LARGO — Patrick A. Evans lived the life of a high-profile corporate executive with a six-figure salary, a Corvette, a private plane and overseas assignments.
But now that he is awaiting trial in a double homicide, Evans' attorneys are trying to create a much lower profile for the former Jabil Circuit vice president.
They are asking a judge to keep secret some of the evidence against Evans, especially the contents of a 911 call related to the shooting deaths of his estranged wife, Elizabeth K. Evans, 44, and her friend Jerry B. Taylor, 43. Both were shot once in the neck at Elizabeth Evans' Gulfport condo on Dec. 20.
Patrick Evans, 41, was arrested on first-degree murder charges the next day.
The Pinellas Sheriff's Office has refused to discuss the contents of the 911 call. But one of Evans' neighbors has said investigators told her the shootings were captured on the call.
Elizabeth Evans "never hung up the phone," said Meredith Hochstetter, who lives near Patrick Evans' million-dollar waterfront home in St. Pete Beach. "(The tape) was still going when it happened."
Pinellas-Pasco Circuit Judge Nancy Moate Ley seemed surprised by the attorneys' request to seal evidence, including a document that outlines what authorities collected during a search warrant in the case.
"Why is this different from any other case other than you're telling me your client wouldn't like the public to know?" Ley asked during a hearing on Thursday.
Attorney Frank McDermott said he is trying to make sure his client gets a fair trial. He doesn't want potential jurors to hear allegations that could influence their opinion outside of the courthouse.
"Why would we possibly want to bend the rules and handle this case in a way that's different than the other cases that I've worked so hard over my career to make sure that they were fair?" the judge said.
Although trials are sometimes moved when extensive media coverage threatens to make it impossible to find an impartial jury, Ley said that she has never had such a case in her 30 years of working as an attorney and judge.
Ley did not rule on the request, instead setting a hearing for Monday to further discuss the issue.
McDermott was so concerned about publicity that he asked that Monday's hearing be held in camera, meaning away from public view. Ley questioned that, too, saying there was no obvious reason for secrecy now that the search has been completed. She said Monday's hearing would be open to the public.

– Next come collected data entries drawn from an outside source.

PR #32, opened 2023-04-18
Make all requests having a `?login` param to be authenticated

jahow:
This implements an exchange matcher in the gateway instead of relying on a route like it is done currently here:

https://github.com/georchestra/datadir/blob/1862f7fe3f250cf99f402513806ffbd7d1984c60/gateway/routes.yaml#L14-L20

The advantage of this approach is that relying on a route will not trigger a redirection after the login form.

Currently tests are not passing and I'm not sure why, so leaving this as a proposition...


emmdurin:
It seems to work correctly in docker composition georchestra/docker, but it need to be tested with datahub as we noticed that datahub may intercept the ?login parameter (may be just an integration issue in our specific instance of datahub instead of a datahub code issue).

jahow:
Thanks, I'll look into the datahub issue

jeanmi151:
I think it doesn't need java modification for this to work, maybe just datadir config

jahow:
> I think it doesn't need java modification for this to work, maybe just datadir config

I couldn't get the full login workflow to work (including redirection to original location) with only the YAML configuration, but it should be possible with custom predicates/filters.

jahow:
I'm going to merge this, we can iterate on it later on if anything else arises

PR #36, opened 2023-05-04
Fix failed tests for AccessRulesCustomizerIT

marwanehcine:
Files datadir/gateway/gateway.yaml and routes.yaml updated to fix failed tests, also one test on AccessRuleCustomizerIT updated.


jahow:
thanks for your investigation @marwanehcine, I eventually got the tests to pass by using parts of your changes :) but the config needed a bit more work than I expected

PR #37, opened 2023-05-16
password rotation for gateway 

marwanehcine:
A PR that add rotation password policy to gateway to show alert and force password change for user periodically.

### DIFF
--- a/gateway/pom.xml
+++ b/gateway/pom.xml
@@ -102,6 +102,14 @@
       <artifactId>spring-security-test</artifactId>
       <scope>test</scope>
     </dependency>
+    <!-- ldaptive-netscape dependecy is added to include netscape.ldap.ber.stream.BERTagDecoder
+      class required in org.springframework.security.ldap.ppolicy.PasswordPolicyResponseControl class.
+      Dependency required to handle password policy errors received from LDAP.-->
+    <dependency>
+      <groupId>org.ldaptive</groupId>
+      <artifactId>ldaptive-netscape</artifactId>
+      <version>1.0</version>
+    </dependency>
   </dependencies>
   <build>
     <pluginManagement>
--- a/gateway/src/main/java/org/georchestra/gateway/app/GeorchestraGatewayApplication.java
+++ b/gateway/src/main/java/org/georchestra/gateway/app/GeorchestraGatewayApplication.java
@@ -37,6 +37,7 @@ import org.springframework.stereotype.Controller;
 import org.springframework.ui.Model;
 import org.springframework.util.unit.DataSize;
 import org.springframework.web.bind.annotation.GetMapping;
+import org.springframework.web.bind.annotation.RequestParam;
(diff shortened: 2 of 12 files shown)


groldan (changes requested):
Hi, I'm ok with the code changes. But please squash all commits into a single one with a descriptive commit message, and hopefully some documentation under docs/?

gateway/src/main/java/org/georchestra/gateway/app/GeorchestraGatewayApplication.java
```diff
@@ -108,7 +110,10 @@ public String loginPage(Model mdl) {
         mdl.addAttribute("footer_url", georchestraFooterUrl);
         mdl.addAttribute("ldapEnabled", ldapEnabled);
         mdl.addAttribute("oauth2LoginLinks", oauth2LoginLinks);
-
+        if (allRequestParams.get("error") != null) {
+            if (allRequestParams.get("error").equals("expired_password"))
+                mdl.addAttribute("passwordExpired", true);
+        }
```
groldan, line 116: this looks a bit bloated, how about
```
 if ("expired_password".equals(allRequestParams.get("error")))
     mdl.addAttribute("passwordExpired", true);
```
or just
```
   boolean expired = "expired_password".equals(allRequestParams.get("error"));
   mdl.addAttribute("passwordExpired", expired);
```

gateway/pom.xml
```diff
@@ -102,6 +102,11 @@
       <artifactId>spring-security-test</artifactId>
       <scope>test</scope>
     </dependency>
+    <dependency>
+      <groupId>org.ldaptive</groupId>
+      <artifactId>ldaptive-netscape</artifactId>
+      <version>1.0</version>
+    </dependency>
```
pmauduit, line 109: still being used ? grepping `org.ldaptive` in the PR does not reveal anything

pmauduit: It's indeed required in spring-security-ldap, but then I don't get why it is not an explicit dependency from it:

* https://github.com/spring-projects/spring-security/blob/main/ldap/src/main/java/org/springframework/security/ldap/ppolicy/PasswordPolicyResponseControl.java#L23-L30
* https://github.com/spring-projects/spring-security/issues/3127

Maybe it is because the dependency is optional or so.

gateway/src/main/java/org/georchestra/gateway/app/GeorchestraGatewayApplication.java
marwanehcine: @groldan  code updated and commits squashed. Thanks

gateway/pom.xml
groldan: Mind adding a comment in the pom.xml? we wouldn't know why this dependency is there otherwise.

groldan (approved):
LGTM, thanks

PR #41, opened 2023-06-12
Added cookie affinity filter

emmdurin:
To duplicate cookies from a path to another

This filter can be used by adding it to a route :
```
  filters:
  - name: CookieAffinity
    args:
      name: cookieName
      from: /originalPath
      to: /destinationPath
```

### DIFF
--- a/gateway/src/main/java/org/georchestra/gateway/filter/headers/CookieAffinityGatewayFilterFactory.java
+++ b/gateway/src/main/java/org/georchestra/gateway/filter/headers/CookieAffinityGatewayFilterFactory.java
@@ -1,0 +1,61 @@
+package org.georchestra.gateway.filter.headers;
+
+import lombok.Getter;
+import lombok.RequiredArgsConstructor;
+import lombok.Setter;
+import org.georchestra.gateway.filter.global.ResolveTargetGlobalFilter;
+import org.springframework.cloud.gateway.filter.GatewayFilter;
+import org.springframework.cloud.gateway.filter.GatewayFilterChain;
+import org.springframework.cloud.gateway.filter.factory.AbstractGatewayFilterFactory;
+import org.springframework.core.Ordered;
+import org.springframework.http.ResponseCookie;
+import org.springframework.validation.annotation.Validated;
+import org.springframework.web.server.ServerWebExchange;
+import reactor.core.publisher.Mono;
+
+import javax.validation.constraints.NotEmpty;
+
+public class CookieAffinityGatewayFilterFactory
+        extends AbstractGatewayFilterFactory<CookieAffinityGatewayFilterFactory.CookieAffinity> {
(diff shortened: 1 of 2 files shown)


gateway/src/main/java/org/georchestra/gateway/filter/headers/CookieAffinityGatewayFilterFactory.java
```diff
@@ -0,0 +1,67 @@
...
+        public @Override Mono<Void> filter(ServerWebExchange exchange, GatewayFilterChain chain) {
+            return chain.filter(exchange).then(Mono.fromRunnable(() -> {
+                exchange.getResponse().getHeaders().getValuesAsList("Set-Cookie").stream()
+                        .flatMap(c -> java.net.HttpCookie.parse(c).stream())
+                        .filter(cookie -> cookie.getName().equals(config.getName())
+                                && cookie.getPath().equals(config.getFrom()))
+                        .forEach(cookie -> {
+                            ResponseCookie responseCookie = ResponseCookie.from(cookie.getName(), cookie.getValue())
+                                    .domain(cookie.getDomain()).httpOnly(cookie.isHttpOnly()).secure(cookie.getSecure())
+                                    .maxAge(cookie.getMaxAge()).path(config.getTo()).build();
```
jahow, line 56: Maybe a stupid remark but isn't there a way to just duplicate the cookie and change the path? I think that's how it was done in the SP but the cookie class used was also different.

edevosc2c:
need reformat

gateway/src/main/java/org/georchestra/gateway/filter/headers/CookieAffinityGatewayFilterFactory.java
emmdurin: Security proxy has also a code like this which assigns fields one by one (see below). The problem is that there is no constructor or builder that can take another `ResponseCookie`. Also note that the `ResponseCookie` class in Security proxy is not the same as the one in Gateway, they are located in different namespaces and are not created the same way.

Code from Security Proxy :
```
        Cookie responseCookie = new Cookie(cookie.getName(), cookie.getValue());
        if (null != cookie.getDomain())
            responseCookie.setDomain(cookie.getDomain());
        responseCookie.setHttpOnly(responseCookie.isHttpOnly());
        responseCookie.setSecure(cookie.getSecure());
        responseCookie.setVersion(cookie.getVersion());
        responseCookie.setMaxAge(responseCookie.getMaxAge());
        responseCookie.setComment(cookie.getComment());
        responseCookie.setPath(targetPath);
```

emmdurin:
> need reformat

Yes, and cleaning of remaining commented code.

jahow (approved):
Not tested but everything looks in order to me, thanks!

PR #43, opened 2023-06-17
adding languages support to Gateway

marwanehcine:
Adding languages support to Gateway

### DIFF
--- a/gateway/src/main/resources/application.yml
+++ b/gateway/src/main/resources/application.yml
@@ -19,6 +19,9 @@ server:
 spring:
   config:
     import: optional:file:${georchestra.datadir}/default.properties,optional:file:${georchestra.datadir}/gateway/gateway.yaml
+  messages:
+    basename: messages/login
+    encoding: utf-8
   main:
     banner-mode: off
     web-application-type: reactive
--- a/gateway/src/main/resources/messages/login_de.properties
+++ b/gateway/src/main/resources/messages/login_de.properties
@@ -1,0 +1,11 @@
+### Translation file
+login_message_title = Bitte melden Sie sich an
+username = Nutzername
+password = Passwort
+login = Anmelden
+register = Registrieren
+forget_password = Passwort vergessen?
+identity_provider_title = Melden Sie sich bei einem Identitätsanbieter an
+expired_password = Ihr Passwort ist abgelaufen
+expired_password_link = und sollte geändert werden
+invalid_credentials = Ungültiger Benutzername oder Passwort
--- a/gateway/src/main/resources/templates/login.html
+++ b/gateway/src/main/resources/templates/login.html
@@ -22,26 +22,30 @@
 </header>
 <div class="container">
     <form class="form-signin" method="post" action="/login" th:if="${ldapEnabled}">
-        <h2 class="form-signin-heading">Please sign in</h2>
+        <h2 class="form-signin-heading"><span th:text="#{login_message_title}"></span></h2>
         <p>
-            <label for="username" class="sr-only">Username</label>
-            <input type="text" id="username" name="username" class="form-control" placeholder="Username" required autofocus>
+            <label for="username" class="sr-only">span th:text="#{username}"></span></label>
+            <input type="text" id="username" name="username" class="form-control" th:placeholder="#{username}" required autofocus>
         </p>
         <p>
-            <label for="password" class="sr-only">Password</label>
-            <input type="password" id="password" name="password" class="form-control" placeholder="Password" required>
+            <label for="password" class="sr-only">span th:text="#{password}"></span></label>
+            <input type="password" id="password" name="password" class="form-control" th:placeholder="#{password}" required>
         </p>
-        <button class="btn btn-lg btn-primary btn-block mb-2" type="submit">Sign in</button>
+        <button class="btn btn-lg btn-primary btn-block mb-2" type="submit"><span th:text="#{login}"></span></button>
         <div class="d-flex flex-row flex-wrap justify-content-around">
           <a href="/console/account/new">
-              <span>Sign up</span>
+              <span th:text="#{register}"></span>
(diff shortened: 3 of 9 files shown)


gateway/src/main/resources/templates/login.html
```diff
@@ -22,26 +22,30 @@
...
+              <span th:text="#{forget_password}"></span>
           </a>
         </div>
-        <div style="text-align: center; font-size: 18px; margin-top: 100px; color: #ff0033;" th:if="${invalidCredentials}"> Invalid username or password </div>
-        <div style="text-align: center; font-size: 18px; margin-top: 100px; color: #ff0033;" th:if="${passwordExpired}"> Your password has expired and <a href="/console/account/passwordRecovery" > should be changed </a> </div>
+        <div style="margin-top: 60px;">
+            <div style="text-align: center; font-size: 18px; color: #ff0033;" th:if="${invalidCredentials}"> <span th:text="#{invalid_credentials}"></span> </div>
+            <div style="text-align: center; font-size: 18px; color: #ff0033;" th:if="${passwordExpired}">  <span th:text="#{expired_password}" ></span>
+                <a href="/console/account/passwordRecovery" > <span th:text="#{expired_password_link}" ></span> </a>
+            </div>
```
emmdurin, line 47: Not sure but there may be a space missing between `expired_password` and `expired_password_link` messages, I would have added it here just after `${expired_password}` :
`<span th:text="#{expired_password} " >`

emmdurin:
I added two suggestions of fixes on translation files, you are free to keep them or not, just squash them with your commit when you are done.

I prefer see the word "and" on the password_expired message so that it is underlined as part of the link, and password_message does not appear incomplete, but it is only my opinion.

gateway/src/main/resources/messages/login_de.properties
```diff
@@ -0,0 +1,11 @@
...
+login_message_title = Bitte identifizieren Sie sich
+username = Nutzername
+password = Password
+login = Anmelden
+register = Anmeldung
+forget_password = Passwort vergessen ?
+identity_provider_title = Melden Sie sich bei einem Identitätsanbieter an
+expired_password = Ihr Passwort ist abgelaufen
+expired_password_link = und sollte geändert werden
+invalid_credentials = ungültiger Benutzername oder Passwort
```
tkohr, line 11: Just some translation suggestions:
```suggestion
login_message_title = Bitte melden Sie sich an
username = Nutzername
password = Passwort
login = Anmelden
register = Registrieren
forget_password = Passwort vergessen?
identity_provider_title = Melden Sie sich bei einem Identitätsanbieter an
expired_password = Ihr Passwort ist abgelaufen
expired_password_link = und sollte geändert werden
invalid_credentials = Ungültiger Benutzername oder Passwort
```

gateway/src/main/java/org/georchestra/gateway/autoconfigure/app/LanguageSupportWebFilter.java
```diff
@@ -0,0 +1,43 @@
...
+        this.httpWebHandlerAdapter = applicationContext.getBean(HttpWebHandlerAdapter.class);
+    }
+
+    @Override
+    public Mono<Void> filter(final ServerWebExchange exchange, final WebFilterChain chain) {
+        if (language == null || language.equals("")) {
+            language = "en";
+        }
+        final ServerHttpRequest httpRequest = exchange.getRequest().mutate()
+                .headers(httpHeaders -> httpHeaders.set("Accept-Language", language)).build();
```
pmauduit, line 37: I'm wondering if the value like the default one ("en") is legit. Checking in my web developer console, my browser is sending the following header:

```
accept-language: en-US,en;q=0.9,fr;q=0.8,de;q=0.7
```

MDN also states that the syntax is more complex: https://developer.mozilla.org/en-US/docs/Web/HTTP/Headers/Accept-Language

pmauduit: Other thought: isn't this header sent by the browser already ?

pmauduit (changes requested):

gateway/src/main/resources/templates/login.html
marwanehcine: No need, I have checked

gateway/src/main/java/org/georchestra/gateway/autoconfigure/app/LanguageSupportWebFilter.java
marwanehcine: Yes, but language parameter should be set in default.properties file, but user can force it using lang parameter on the request, if language is not set on default.prop or force by user, then we well read web navigator configuration (sent always for every request).
The question here is why I'm using header, this is because spring webflux  using header based configuration for local, so I have intercepted request and for header set to make it works.

marwanehcine: Regarding  header format 'accept-language: en-US,en;q=0.9,fr;q=0.8,de;q=0.7'
Both works, if you set 'en' or 'fr' it works , because new Locale('en') and new Locale('en-US','en') both works.
https://docs.oracle.com/javase/tutorial/i18n/locale/create.html

gateway/src/main/resources/application.yml
```diff
@@ -19,6 +19,9 @@ server:
 spring:
   config:
     import: optional:file:${georchestra.datadir}/default.properties,optional:file:${georchestra.datadir}/gateway/gateway.yaml
+  messages:
+    basename: messages/login
```
pmauduit, line 23: for now on, we only have the login page to customize with translations. I think it should be ok for now, but might need to revisit later on (logout page ?)

pmauduit (approved):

Also on Thursday, McDermott asked the judge to allow his client to wear suits to pretrial hearings.
Ley said Evans will be allowed to dress up at trial, but that she won't put jail employees through having to arrange for a different set of clothes for pretrial hearings.
Evans attended Thursday's hearing in standard-issue jail clothing; a set of navy blue scrubs with a beige stripe, and simple black sandals. He has been held in the Pinellas County Jail without bond since his Dec. 21 arrest.